As a mission church, the Fort Lowell Union Church embodied a tradition of outreach and community service, supporting spiritual growth, education, and social cohesion in an isolated part of Tucson. It provided an inclusive, non-denominational space for worship, which allowed it to unify the community in a way that transcended religious divides. This inclusive mission became central to the church's identity as a social center and spiritual hub for the community throughout the 20th century, a role it continues to play in the Old Fort Lowell neighborhood. By embracing the mission church tradition, the Fort Lowell Union Church not only maintained the spiritual values associated with early missionary work in the region but also adapted these values to meet the needs of a modern, growing community in Tucson.
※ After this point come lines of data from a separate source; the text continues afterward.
PR #1286, opened 2026-07-11
fix: never let a plugin failure brick startup, verify declared DBus deps

### LINKED ISSUE #683: Activating the Hamster plugin without Hamster present (or missing permissions in Flatpak) will cause tracebacks on startup, crashing / preventing GTG's future launches with `DBus.Error.NameHasNoOwner` and `DBus.Error.ServiceUnknown`
Hi, I have installed GTG 0.5 via flapak, I am getting the following error the first time I run the app with `flatpak run org.gnome.GTG`

```python-traceback
  File "/app/lib/python3.8/site-packages/dbus/bus.py", line 175, in activate_name_owner
    return self.get_name_owner(bus_name)
  File "/app/lib/python3.8/site-packages/dbus/bus.py", line 359, in get_name_owner
    return self.call_blocking(BUS_DAEMON_NAME, BUS_DAEMON_PATH,
  File "/app/lib/python3.8/site-packages/dbus/connection.py", line 650, in call_blocking
    reply_message = self.send_message_with_reply_and_block(
dbus.exceptions.DBusException: org.freedesktop.DBus.Error.NameHasNoOwner: org.freedesktop.DBus.Error.NameHasNoOwner
```

During handling of the above exception, another exception occurred:

```python-traceback
  File "/app/lib/python3.8/site-packages/GTG/gtk/application.py", line 123, in do_activate
    self.init_shared()
  File "/app/lib/python3.8/site-packages/GTG/gtk/application.py", line 162, in init_shared
    self.init_plugin_engine()
  File "/app/lib/python3.8/site-packages/GTG/gtk/application.py", line 188, in init_plugin_engine
    self.plugin_engine.activate_plugins()
  File "/app/lib/python3.8/site-packages/GTG/core/plugins/engine.py", line 201, in activate_plugins
    plugin.instance.activate(api)
  File "/app/lib/python3.8/site-packages/GTG/plugins/hamster/hamster.py", line 155, in activate
    self.hamster = dbus.SessionBus().get_object('org.gnome.Hamster',
  File "/app/lib/python3.8/site-packages/dbus/bus.py", line 239, in get_object
    return self.ProxyObjectClass(self, bus_name, object_path,
  File "/app/lib/python3.8/site-packages/dbus/proxies.py", line 248, in __init__
    self._named_service = conn.activate_name_owner(bus_name)
  File "/app/lib/python3.8/site-packages/dbus/bus.py", line 180, in activate_name_owner
    self.start_service_by_name(bus_name)
  File "/app/lib/python3.8/site-packages/dbus/bus.py", line 275, in start_service_by_name
    return (True, self.call_blocking(BUS_DAEMON_NAME, BUS_DAEMON_PATH,
  File "/app/lib/python3.8/site-packages/dbus/connection.py", line 650, in call_blocking
    reply_message = self.send_message_with_reply_and_block(
dbus.exceptions.DBusException: org.freedesktop.DBus.Error.ServiceUnknown: org.freedesktop.DBus.Error.ServiceUnknown
```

==Legal dispute and incorporation==
In June 1933, a Fort Lowell Union Church was officially incorporated. Trustees at the time included George W. Royer, L.E. Brown, W.J. Lusby, F.W. Jordan, and J.C. Daly. However, the church faced a legal dispute between Daly and Jordan regarding control over the building. The case, which was heard by Judge Fred Fickett in Superior Court, revolved around ownership rights, with Daly seeking an injunction against Jordan. In January 1934, a judgment was rendered in favor of Jordan's group, allowing them to continue using the building for religious services.

==Mid-20th century and the PAN American Literature Mission==
After World War II, additional changes were made to the building, including concrete block additions in the 1960s to accommodate the PAN American Literature Mission, which has continued to use the building as its headquarters. The church's role as a community hub persisted, with events such as Bundles for Britain, a war relief organization, holding meetings there in the 1940s.

==Legacy==
The church was known for its simple yet artistic interior, the original color scheme of gray and green. The incorporation of elements like the bas-relief of the San Xavier Mission and the historic pulpit added to the church's cultural and spiritual significance. For over a century, the Fort Lowell Union Church has stood as a symbol of community, spirituality, and cultural continuity in the Fort Lowell neighborhood. From its inception as a small adobe chapel to its ongoing use by the PAN American Literature Mission, the church remains a testament to the enduring spirit of the community that built it.